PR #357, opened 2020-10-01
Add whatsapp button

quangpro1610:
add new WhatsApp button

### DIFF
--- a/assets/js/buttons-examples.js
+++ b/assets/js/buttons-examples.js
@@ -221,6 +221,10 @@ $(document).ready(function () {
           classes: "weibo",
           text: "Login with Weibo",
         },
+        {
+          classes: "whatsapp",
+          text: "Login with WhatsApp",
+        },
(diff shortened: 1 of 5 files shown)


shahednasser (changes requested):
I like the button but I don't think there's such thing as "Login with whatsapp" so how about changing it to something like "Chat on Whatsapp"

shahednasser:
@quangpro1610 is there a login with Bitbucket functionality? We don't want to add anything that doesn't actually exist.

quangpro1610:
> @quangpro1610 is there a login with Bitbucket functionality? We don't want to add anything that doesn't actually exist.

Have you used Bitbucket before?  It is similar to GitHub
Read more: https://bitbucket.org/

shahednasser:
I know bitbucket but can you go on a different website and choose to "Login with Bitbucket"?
--- --- ---
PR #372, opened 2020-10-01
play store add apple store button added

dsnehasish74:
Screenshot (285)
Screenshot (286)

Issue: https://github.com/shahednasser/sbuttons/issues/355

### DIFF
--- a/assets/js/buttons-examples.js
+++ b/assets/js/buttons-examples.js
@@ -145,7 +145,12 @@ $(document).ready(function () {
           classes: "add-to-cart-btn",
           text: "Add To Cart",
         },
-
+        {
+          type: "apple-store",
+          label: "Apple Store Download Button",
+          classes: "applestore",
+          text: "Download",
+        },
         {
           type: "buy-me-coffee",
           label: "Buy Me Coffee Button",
--- --- ---
Task brief: Reproduce exactly the lines above from the line with "Have you used" to the line with "I know bitbucket", including both, and add nothing.

Solution to this task:
Have you used Bitbucket before?  It is similar to GitHub
Read more: https://bitbucket.org/

shahednasser:
I know bitbucket but can you go on a different website and choose to "Login with Bitbucket"?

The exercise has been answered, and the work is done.